The final arguments in the charge sheet filed by CBI in connection with the death of British teenager Scarlett Keeling began today with defence counsel claiming her death was caused by “external forces”.
Scarlett’s mother, meanwhile, expressed hope that the judgement in the case would be pronounced by next week.
CBI’s Special Public Prosecutor Ejaz Khan and defence lawyer Marvin D’Souza argued before Goa Children’s Court in the case where two locals Samsung D’Souza and Placido Carvalho are facing trial for allegedly drugging, sexually abusing and leaving Scarlett to die on Anjuna beach in 2008.
The 16-year-old’s bruised and semi-nude body was found at Anjuna beach, following which the police had claimed it as a case of drowning, but later registered it as culpable homicide after second autopsy report by doctors from Goa Medical College and Hospital.
While defending the accused, D’Souza claimed that the investigations have been marred by high pressure diplomatic and media trial and what should have been a normal death by drowning has been changed to a high profile case.
He submitted that “death of Scarlett was caused by external forces and not due to the accused”.
Even as defence claimed contradiction in the statement by witnesses when the case was moved from Goa Police to CBI, Khan argued that the statement of witnesses remained unchanged when the central agency started fresh investigation.
Khan argued that injury marks on the body were evidence that Scarlett had a scuffle with Samsung D’Souza, who was then working on the shack, near which her body was found.
The defence counsel said the death could have been result of external forces. The injuries could have been during shifting of the body from the accident site (beach) to the hospital, he said.
The arguments will continue on Thursday as the court said the case would be heard till Friday. Scarlett’s mother Fiona Mackeown, who was present in the court, said she hopes the case concludes by next week.

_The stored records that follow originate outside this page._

PR #2419, opened 2025-02-15
optimise ims features by memory mapping mobilograms

SteffenHeu:
Comparison of approaches to save memory for IMS features. 

- Regular is the current approach, saving each mobilogram's scans in a list in ram, memory mapping the intensity and mz values to the disc.
- Rectangular makes all mobilograms consecutive (no left-out mobility scans, missing are replaced with 0 intensity). Needs additional processing after ims expanding, smoothing, resolving and gap filling. Indices of start and end mobility scans were stored in ram. (code not included here). Saves about 33kB per feature
- Mapping indices of mobility scans to disc using a MemoryLayout and a list of indices. Needs more disc accesses, performance impact during ims expanding, smoothing, resolving and gap filling. Not sure why ms2 paring is so much faster. Saves about 32kB per feature

Processing time comparison:
grafik

Memory usage comparison:
grafik


robinschmid:
Very interesting tests. 
So mostly it was the IMS expander that took a hit in speed.

How many samples did you process?

SteffenHeu:
I think 40

mzmine-community/src/main/java/io/github/mzmine/datamodel/featuredata/impl/StorageUtils.java
```diff
@@ -234,6 +235,19 @@ public static MemorySegment storeValuesToIntBuffer(@Nullable final MemoryMapStor
...
   }
 
+  public static MemorySegment allocateSegment(@Nullable final MemoryMapStorage storage,
+      @NotNull final MemoryLayout layout, int numValues) {
+
+    MemorySegment buffer;
+    if (storage != null) {
+      buffer = storage.allocateMemorySegment(layout, numValues);
+    } else {
+      buffer = MemorySegment.ofArray(new int[(int) (layout.byteSize() / 4 * numValues)]);
```
robinschmid, line 245: why /4?

mzmine-community/src/main/java/io/github/mzmine/gui/chartbasics/simplechart/providers/impl/series/IonMobilogramTimeSeriesToRtMobilityHeatmapProvider.java
```diff
@@ -123,38 +131,41 @@ public String getToolTipText(int itemIndex) {
...
       }
     }
     if (isUseSingleColorPaintScale) {
       javafx.scene.paint.Color base = javafx.scene.paint.Color.BLACK;
 //          MZmineCore.getConfiguration().isDarkMode() ? javafx.scene.paint.Color.BLACK
 //              : javafx.scene.paint.Color.WHITE;
-      paintScale = new SimpleColorPalette(new javafx.scene.paint.Color[]{base, color}).toPaintScale(
-          PaintScaleTransform.LINEAR, Range.closed(0d, max));
+      paintScale = new SimpleColorPalette(base, color).toPaintScale(PaintScaleTransform.LINEAR,
+          Range.closed(1d, max));
```
robinschmid, line 150: maybe comment why it is 1 now? was 0 before

mzmine-community/src/main/java/io/github/mzmine/datamodel/featuredata/impl/StorageUtils.java
SteffenHeu: because an int has 4 bytes

SteffenHeu: this is done due to memory alignment. creating an byte[] array has no alignment, int[] has 4 byte alignment and my layout just had int types. doubles would require an 8 byte alignment, though. so the safest way would be to create a double array and divide by 8.

mzmine-community/src/main/java/io/github/mzmine/gui/chartbasics/simplechart/providers/impl/series/IonMobilogramTimeSeriesToRtMobilityHeatmapProvider.java
SteffenHeu: only for testing. reverted.

mzmine-community/src/main/java/io/github/mzmine/datamodel/featuredata/impl/StorageUtils.java
```diff
@@ -234,6 +236,27 @@ public static MemorySegment storeValuesToIntBuffer(@Nullable final MemoryMapStor
...
+    } else {
+      // must be at least 1 large. If layout.byteSize * numValues < 8 bytes, a double[0] would be created.
+      final long minSize = Math.ceilDiv(layout.byteSize() * numValues,
+          OfDouble.JAVA_DOUBLE.byteSize());
+      if (minSize > Integer.MAX_VALUE) {
+        throw new IllegalArgumentException(
+            "The size of the memory segment is too large. %d entries of %d B per entry (%d B)".formatted(
+                numValues, layout.byteSize(), minSize));
+      }
+      buffer = MemorySegment.ofArray(new double[(int) minSize]);
```
robinschmid, line 254: Seems better to allocate memory segment of the correct size instead of just allocating doubles. You got the layout + numValues so this should be easy.  

Now with arena it feels bad that the MemoryMapStorage is nullable in so many places. Otherwise we could have a storage that by default just keeps in memory. There is already the fallbackAllocator.  

Is there some way to use an Arena here? As far as I understand - we would need an arena that we keep a reference too. Like we do with MemoryMapStorage. Then when a feature list is deleted all memory segments of this arena are closed. 

Or is there a different way to allocate a MemorySegment of byte size and then have the GC take care of it?

robinschmid: Your solution works, but just thinking if there are other options of creating the MemorySegment of correct size without the array. 
Arena seems the only option right?

robinschmid: from the docs I am not sure if we can use ofArray, put double[] and then internally just put ints and floats into the memory. 
It seems like the same memory address is used for the MemorySegment and the array. 

This could break at some point in the future

image

robinschmid: It is more that this use of the ofArray method is not really what it was designed for. 
It keeps the backing double array alive - and while this array is never used - it still sounds unsafe to put int / float into a heap memory region that was reserved for a double array. 
I guess it works for now, as we do not intent to use the double array.

Also dont really get the alignment thing. Something like Arena.ofAuto().allocate(numBytes) should be aligned and then it depends on the actual MemoryLayout used. But this is also forced aligned or developers have to use the unaligned types. 
Only problem I see is where to get the Arena from. Global would be wrong and ofAuto is also wrong as there should be one arena for all memory segments created by this.

SteffenHeu: Yes, `Arena.ofAuto().allocate(MemoryLayout, long)` would be aligned. But we don't have an arena here. As you said, it wouldnt make sense to create one here, so the obvious point is to put it in the MemoryMapStorage and making it notnull everywhere. But that is a large refactor and not the point of this PR.

mzmine-community/src/main/java/io/github/mzmine/datamodel/featuredata/impl/SimpleIonMobilogramTimeSeries.java
```diff
@@ -263,15 +256,15 @@ public List<Frame> getSpectra() {
...
   }
 
   @Override
   public IonMobilogramTimeSeries copy(@Nullable MemoryMapStorage storage) {
     double[][] data = DataPointUtils.getDataPointsAsDoubleArray(getMZValueBuffer(),
         getIntensityValueBuffer());
-    return IonMobilogramTimeSeriesFactory.of(storage, data[0], data[1], mobilograms, frames,
-        summedMobilogram.copy(storage));
+    return IonMobilogramTimeSeriesFactory.of(storage, data[0], data[1],
+        mobilograms.storedMobilograms(), frames, summedMobilogram.copy(storage));
```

“If it is extended this week, it is fine, but if it is extended for a month, than I would be a bit disturbed because in month’s time, memories fade. I would like to see it conclude as the final arguments are likely to be finished in three days,” she told reporters outside the court premises here.
“That would be enough time. If I can, it is not too much time, I would wait for the order. I have a job, I have children back home to look after, but I would like to see the final order,” she further said.
The case had grabbed international attention as Britishers used to be the largest number of tourists visiting Goa.